The kind field contains an array of parts of speech which may be:

  • v - வினைச்சொல் (verb)
  • va - வினையடை (adverb)
  • vm - வினைமுற்று (finite verb)
  • tv - துணை வினை (auxiliary verb)
  • p - பெயர்ச்சொல் (noun)
  • pa - பெயரடை (adjective)
  • sp - சுட்டுப் பெயர்ச்சொல் (pronoun)
  • spa - சுட்டுப் பெயரடை (adjective of pronoun)
  • vp - வினாப் பெயர்ச்சொல் (question word)
  • vpa - வினாப் பெயரடை (adjective of question word)
  • i - இடைச்சொல் (grammatical particle)
  • ii - இணையிடைச்சொல் (conjunction)
  • vi - விளி இடைச்சொல் (vocative)

Each section contains a list of paragraphs, with the first paragraph being treated as a header for the section, and the rest being treated as numbered definitions. A paragraph contains a list of segments, with each segment containing one of txt, ref, sup, bld, wbr and a string. The txt segment renders plain text, ref denotes a reference to another word in the dictionary, sup creates a superscript, bld bolds text, and wbr inserts <wbr> before text.

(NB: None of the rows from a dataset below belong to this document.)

Issue #189, opened 2019-07-10
Let oneliner with semicolons is broken


neongreen:
Input:

```haskell
foo x = let {g :: Int -> Int; g = id} in ()
```

Output:

```haskell
foo x = let g :: Int -> Int
  g = id in ()
```

mrkkrp:
Semicolons are quite tricky to work with with our approach, yeah.

mrkkrp:
Resolved by #271.

Issue #152, opened 2019-07-04
Case oneliner with semicolons is broken


ethercrow:
Valid input:

```
module Case where

foo :: IO ()
foo = do
    let bar = case [1] of [_] -> "singleton"; _ -> "not singleton"
    print bar
```

Invalid output:

```
module Case where

foo :: IO ()
foo = do
  let bar = case [1] of [_] -> "singleton"
    _ -> "not singleton"
  print bar
```

neongreen:
Latest Ormolu breaks explicitly:

```
foo = case b of 1 -> 2; 2 -> 1
```

```
Parsing of formatted code failed:
<stdin><rendered>:1:7-22
Unexpected case expression in function application:
    case b of { 1 -> 2 }
You could write it with parentheses
Or perhaps you meant to enable BlockArguments?
Please, consider reporting the bug.
```

neongreen:
One more with braces:

```haskell
x <  y = case compare x y of { LT -> True;  EQ -> False; GT -> False }
```

```haskell
x < y = case compare x y of LT -> True
  EQ -> False
  GT -> False
```

```
Parsing of formatted code failed:
  <stdin><rendered>:2:6-7
  parse error on input ‘->’
Please, consider reporting the bug.
```

mrkkrp:
Braces do not work very well. I’m not sure yet what to do with them in general.

PR #268, opened 2019-08-09
Error out on semicolon uses

### LINKED ISSUE #253: Detect if semicolon syntax is used and error-out immediately
We may eventually support semicolon syntax, however not in the first release. I propose we error out if the syntax is even used. Reasons:

* It's better for the image of the project if Ormolu errors out clearly explaining why instead of just failing with non-obvious messages which could make users think that the tool is unreliable.
* It's easier to spot remaining issues if we filter out semicolon-induced ones for now, for example when trying the tool on packages from Hackage.

utdemir:
Closes #253 .

Since there are a few issues about the handling of semicolon-separated
layouts, we error-out on most uses of the semicolon for now.

As a result, #189 and #152 now shows a nice error message like:

```
Parsing of source code failed:
  file: <stdin>, lines: [5]
  Ormolu does not support all uses of semicolons yet.
```

However, since `ormolu` does support some uses of semicolons, we
lost a bit of functionality; now we can not format some packages
like `attoparsec` like we used to, since they contain some semicolon
usages. Maybe we should first try to format the code hoping for the
best, and only check for semicolon uses when our output fails to parse
or parses to a different AST.

### DIFF
--- a/README.md
+++ b/README.md
@@ -78,6 +78,14 @@ also contain formatted `.hs` files for inspection and original inputs with
 `.hs-original` extension (those are with CPP dropped, exactly what is fed
 into Ormolu).
 
+## Current Limitations
+
+* Ormolu currently does not support all uses of semicolons to separate
+expressions, formatting modules with semicolons might fail.
+* CPP is not supported, and Ormolu will error out on CPP enabled
+modules. Use `--tolerate-cpp` flag if your module enables the CPP
+flag without actually using CPP.
+
 ## Contributing
 
 See [CONTRIBUTING.md](./CONTRIBUTING.md).
--- a/data/examples/declaration/value/function/do.hs
+++ b/data/examples/declaration/value/function/do.hs
@@ -1,9 +1,6 @@
 {-# LANGUAGE RecursiveDo #-}
 
-foo = do foo
-
-bar = do foo
-         bar
+bar = do { foo; bar }
 
 baz =
   mdo bar a
--- a/data/examples/declaration/value/function/do.hs
+++ b/data/examples/declaration/value/function/do.hs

Here is an example object:

{
  "word": "மரம்",
  "sub": 1,
  "formal": false,
  "hint": "(common word)",
  "kind": ["p"],
  "secs": [
    [
      [
        ["txt", "Oblique: "],
        ["bld", "மரத்து"]
      ],
      [
        ["txt", "tree (see also: "],
        ["ref", "ஆலமரம்"],
        ["sup", "1"],
        ["txt", ")"]
      ],
      [
        ["txt", "wood"]
      ]
    ],
    [
      [
        ["txt", "Another section:"]
      ],
      [
        ["txt", "ThisIsAlongWordSoItMay"],
        ["wbr", "BeHelpfulToAddAWordBreak"]
      ]
    ]
  ]
}

Which will be rendered as:


மரம்1 (common word) பெ. Oblique: மரத்து

  1. tree (see also: ஆலமரம்1)
  2. wood

Another section:

  1. ThisIsAlongWordSoItMayBeHelpfulToAddAWordBreak

Verbs file

There is an optional feature located at /annotate which takes some input text, finds the definitions corresponding to each word in the text, and adds links to those words. Since Tamil verbs can be conjugated in many different ways, this feature requires a specification of how to conjugate each verb in the dicitonary. This is done by providing all possible வினையெச்சம் forms of each verb in a file called verbs.json. This file contains an array of objects. Here is an example object:

{
  "word": "வா",
  "sub": 1,
  "ve": ["வர", "வந்து"]
}

If there's a word which shares a conjugation with another verb, you may use hyphens to indicate that only a partial conjugation was given:

{
  "word": "கொண்டுவா",
  "ve": ["-வர", "-வந்து"]
}

Starting the server

Make sure you have installed Rust and Cargo, and run cargo run --release to start the server on localhost:8000. A Rocket.toml file can be used to configure the server further.